▶ SOURCE INFORMATION

■ ■ ■ ■ ■

PR #4469, opened 2025-11-15
nix: shorten `postgrest-with-postgresql-xx` scripts

### LINKED ISSUE #4461: nix: `postgrest-test-replica` fails locally
### Environment

* PostgREST version: devel, v14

■ ■ ■ ■ ■

Exactly as written, transcribe each line of the data.

▶ COMPLETED EXERCISE
PR #4469, opened 2025-11-15
nix: shorten `postgrest-with-postgresql-xx` scripts

### LINKED ISSUE #4461: nix: `postgrest-test-replica` fails locally
### Environment

* PostgREST version: devel, v14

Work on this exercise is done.